PR #6298, opened 2025-11-13
[SVS]: update recipe name

South-Twilight:
## What did you change?

Update amaboshi to ameboshi.

Fix recipe name.

## Is your PR small enough?

yes, just change directory name.


sw005320:
Thanks for the fix, @South-Twilight!

PR #6327, opened 2025-12-24
[espnet3-11] Directory update to espnet-3

Masao-Someki:
## What did you change?

* Reorganized the structure under `espnet3` and moved files into `components/`, `systems/`, `parallel/`, and `utils/`.
* Added and removed `__init__.py` files accordingly, and moved tests to match the new paths.
* Made minor updates to several files and to `test_utils/espnet3/config/model_ctc.yaml` to reflect the updated import paths.
* Update unit tests to shorten the module path inside. It is stored in string, but it cause the format issue (longer than 88 chars)

---

* To organize the directory structure to make maintenance easier.

---

## Is your PR small enough?

* No (46 files changed, 229 lines changed)
* But is adding/removing __init__.py and moving files, and fixed import sentence accordingly.

---

## Additional Context

* #6133 
* #6271

### DIFF
--- a/doc/espnet3/parallel.md
+++ b/doc/espnet3/parallel.md
@@ -99,11 +99,11 @@ ESPnet3 supports two main options for model definition:
    - Simply copy the model config and specify the ESPnet3 task to retain compatibility
 
    ```python
-   from espnet3.trainer import LitESPnetModel
+   from espnet3.components.modeling.lightning_module import ESPnetLightningModule
    from espnet3.task import get_espnet_model
 
    model = get_espnet_model(task="asr", config=config.model)
-   model = LitESPnetModel(model)
+   model = ESPnetLightningModule(model)
    trainer = Trainer(model, ...)
    ```
 
@@ -112,10 +112,10 @@ ESPnet3 supports two main options for model definition:
    - Hydra will instantiate it at runtime
 
    ```python
-   from espnet3.trainer import LitESPnetModel
+   from espnet3.components.modeling.lightning_module import ESPnetLightningModule
 
    model = hydra.utils.instantiate(config.model)
-   model = LitESPnetModel(model)
+   model = ESPnetLightningModule(model)
    trainer = Trainer(model, ...)
    ```
 


espnet3/components/data/collect_stats.py
```diff
@@ -14,10 +14,10 @@
 from espnet2.fileio.datadir_writer import DatadirWriter
 from espnet2.fileio.npy_scp import NpyScpWriter
 from espnet2.train.collate_fn import CommonCollateFn
+from espnet3.parallel.base_runner import BaseRunner
+from espnet3.parallel.env_provider import EnvironmentProvider
 from espnet3.parallel.parallel import set_parallel
-from espnet3.runner.base_runner import BaseRunner
-from espnet3.runner.env_provider import EnvironmentProvider
-from espnet3.task import get_espnet_model
+from espnet3.utils.task import get_espnet_model
```
Emrys365: I cannot quite understand why `task.py` is moved into the `utils` directory, which does not sound like a major component of the framework. Could you explain the motivation a bit?

espnet3/utils/task_utils.py
Emrys365, line 1: ditto

test/espnet3/components/callbacks/test_callback.py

**WHAT THIS TASK INVOLVES:** Go through the entries and return each line where the word "moved" occurs.

**TASK OUTPUT:**
* Reorganized the structure under `espnet3` and moved files into `components/`, `systems/`, `parallel/`, and `utils/`.
* Added and removed `__init__.py` files accordingly, and moved tests to match the new paths.
Emrys365: I cannot quite understand why `task.py` is moved into the `utils` directory, which does not sound like a major component of the framework. Could you explain the motivation a bit?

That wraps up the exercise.